Weird Invention of the Day: BibTeX

2014-07-22

Presenting a Bibtex Bibliography on a Website

Imagine you are given a long Bibtex file, that needs to be presented on a website. In order to achieve some flexibility in presenting the data, a MySQL database is to be used. This rules out alternatives such as bibtex2html, which creates static html pages.

A Python script that can be used to parse the Bibtex file and write it into the database can be downloaded here. Pybtex is used to conveniently parse the Bibtex file. The database layout for the different publication types (article, inproceedings, incollection, etc.) is hardcoded into the script, but should be easily adaptable to your needs.

2013-12-06

Matching Bibtex and HTML

Recently I was given two very long lists of scientific publications. One as a BibTeX file and another as a table in an HTML file. Some of the publications in the BibTeX file were missing in the HTML table and the task was to find out which ones these were. An additional challenge was, that both lists were created manually by different people and therefore author names, titles, etc. did not match character by character. Words with special characters, eg. 'Jörg', would be spelled as 'J\"org' in BibTeX and 'Jörg' in the HTML table.
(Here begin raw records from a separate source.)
PR #253, opened 2026-07-29
Point the CLI at the published GitHub vocabulary (F-1075)

AFFFPupu:
## What

`cli/package.json` moves to **`@pome-sh/sdk@0.7.0` + `@pome-sh/twin-github@0.4.0`** (published in [packages-v20](https://github.com/pome-sh/digital-twins/releases/tag/packages-v20)), so `pome checks github` serves **eleven** declared checks instead of one.

```
$ pome checks github
github — 11 declared checks (@pome-sh/twin-github 0.4.0)

  github.issue-exists
    Issue #<issue> exists in `<repo>`
    Asserts an issue with this number is present in the repository's final state. It says
    NOTHING about the issue's content, state, labels or assignee …
    needs: the final state
    pome checks add <file> --check github.issue-exists --arg issue=1 --arg repo=acme/api
  …
```

## Why

**This is a compatibility fix, not a convenience.** `pome checks add` compares its vocabulary digest with the cloud's before writing. A CLI still bundling `twin-github@0.3.0` refuses *every* write against a cloud carrying the new vocabulary, naming the check that moved.

That refusal is the handshake working as designed — F-1074 built it precisely so a pin skew can never write a sentence the grader won't bind. But the repair is this pin, and **it should land before [pome-cloud#421](https://github.com/pome-sh/pome-cloud/pull/421) deploys**, or every author hits the refusal in between.

## Notes

Three sentence forms stop binding, and re-rendering is the repair. Anyone with a task file carrying them will see `pome checks add` / `save_task` say so by name:

- an issue/PR check must now **name its repository** — the old patterns took `` in `owner/repo` `` as *optional* and scanned repos first-match-wins without it
- `Issue #N has label X` is gone — there is one check, `github.issue-has-label`
- `A REQUEST_CHANGES review exists …` is gone — the API state is `CHANGES_REQUESTED`

The bundled `cli/tasks/` corpus was already re-rendered in #252, so nothing shipped by the CLI is affected.

Also bundles `@pome-sh/sdk@0.7.0`, whose `defineCheck` now rejects a param pattern that opens its own capture group — a declaration bug that would otherwise hand every later slot its neighbour's argument, silently.

## Review

- `cli/package.json` + lockfile: two pins.
- `cli/.changeset/github-vocabulary-eleven-checks.md`: **minor**, per `AGENTS.md` — the vocabulary a user can author against goes from 1 to 11, and the bundled sdk carries a signature change. Version and `CHANGELOG.md` are the bot's; not touched.

## CI/CD

Verified against the **published** packages, not a local tarball: `npm test` 746 passed · `npm run typecheck` clean · `pome checks github` renders all eleven from a real build.

Merging this makes the Changesets bot open a "Version Packages" PR; merging *that* publishes `@pome-sh/cli`. Per `project_twins_release_ops`, the bot's PR needs an empty commit from a human author to trigger the required CI.


AFFFPupu:
## ⚠️ Correction to this PR's body — I had the ordering backwards

The body says this "should land before [pome-cloud#421](https://github.com/pome-sh/pome-cloud/pull/421) deploys". **That is wrong, and the opposite is true for the publish step.**

The digest handshake refuses whenever the CLI's vocabulary and the cloud's *differ* — it does not care which side is ahead. So:

| CLI | cloud (prod) | `pome checks add` |
| -- | -- | -- |
| 1 check | 1 check | ✅ today |
| **11** | **1** | ❌ **refuses — the window publishing early would create** |
| 1 | 11 | ❌ refuses (users on an old CLI, unavoidable and by design) |
| 11 | 11 | ✅ |

Publishing `@pome-sh/cli` *now* would break authoring for anyone who upgrades before the next prod tag — the mirror image of the problem this PR exists to prevent.

**Correct sequence:**

1. **Merge this PR.** Safe — it publishes nothing; it makes the Changesets bot open a "Version Packages" PR that then *waits*.
2. **Ship pome-cloud** (#421 merge → `vX.Y.Z` tag → prod).
3. **Then merge the bot's Version PR**, which publishes the CLI, so the upgrade is available the moment users start needing it.

Users on an old CLI still get a refusal between steps 2 and 3 — that is unavoidable for any version-skewed client and is exactly what F-1074 built the handshake to do: refuse by name rather than write a sentence the grader will not bind.

Per `project_twins_release_ops` trap 2/7: the bot's PR needs an empty commit from a human author before its required checks run at all — **absent checks look like passing ones**, so count them against a human PR's list before merging.

PR #256, opened 2026-07-29
Commit .mcp.json for zero-setup openapi-specs MCP install (F-1118)

GaganSD:
## What
Commits `.mcp.json` + `scripts/mcp/openapi-specs.sh` so opening Claude Code in this repo gets the `openapi-specs` MCP server with no manual setup.

## Why
`openapi-spec-mcp` is private and lives in a separate repo, so a same-repo relative path (as used inside that repo's own `.mcp.json`) cannot resolve from here. The launcher script clones/refreshes `pome-sh/openapi-spec-mcp` into a local cache directory and runs its server from there. If the clone or install fails (e.g. an unauthenticated CI runner without access to the private repo), it exits non-zero with a clear error instead of silently starting a tool-less session.

Part of F-1118 (milestone C2, Verifiable Scores) — https://linear.app/pome-sh/issue/F-1118

## Notes for reviewer
Companion PR in `pome-cloud` carries the identical launcher. The primary implementation PR is `pome-sh/openapi-spec-mcp#6`.

## Test plan
- [ ] Fresh clone of this repo, open Claude Code, confirm `openapi-specs` MCP server loads with no manual config edits
- [ ] Simulate no network/auth access to the private repo and confirm the launcher fails loudly (non-zero exit, clear stderr) rather than silently


GaganSD (commented):
Full review of the diff (.mcp.json + scripts/mcp/openapi-specs.sh), which is byte-identical to the launcher already reviewed and merged in pome-cloud #427. (GitHub blocks self-approval, so recording the review as a comment.)

What I checked:
- Injection/traversal: every expansion of REPO_URL/CACHE_DIR and derived paths is double-quoted; no eval, no unquoted word-splitting sinks. The only inputs are the invoking user's own env vars (POME_OPENAPI_MCP_REPO_URL / POME_OPENAPI_MCP_CACHE_DIR), never repo content or network data, so there is no attacker-controlled surface.
- No-credentials path: set -euo pipefail plus explicit fail() on clone failure, missing cli.mjs, and npm install failure -- non-zero exit with a clear stderr message, never a silent tool-less session. The '[ before != after ] && needs_install=1' idiom is errexit-safe (LHS of an AND-list is exempt).
- .mcp.json: no secrets, just runs the launcher relative to repo root. CI never consumes .mcp.json (only Claude Code does, behind project-MCP approval), so no CI/local behavior divergence; an unauthenticated runner would just get the loud clone failure if it ever ran the script.
- Correctness: clone -> best-effort ff-only refresh -> verify committed server/dist/cli.mjs -> npm install only when HEAD changed or node_modules missing -> exec node with --dir specs. Matches the PR description.

Nits, non-blocking: fail() echoes REPO_URL, so an HTTPS override with an embedded token would print the user's own token to their own stderr (default is a plain SSH URL); and two simultaneous first launches could race on the cache dir (worst case one fails loudly and retries).

Verdict: approve.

A simple script that helps with this tedious problem, can be downloaded here. The script reads the .bib and the .html file and compares the title field of every BibTeX entry with every row in the HTML table. The package difflib is used to perform "approximate (sub)string matching". By some string comparison metric, it calculates a value from 0.0 (no match at all) to 1.0 (identical string is contained as a substring).
Finally the script generates a report, that contains all the publications, which are most probably missing.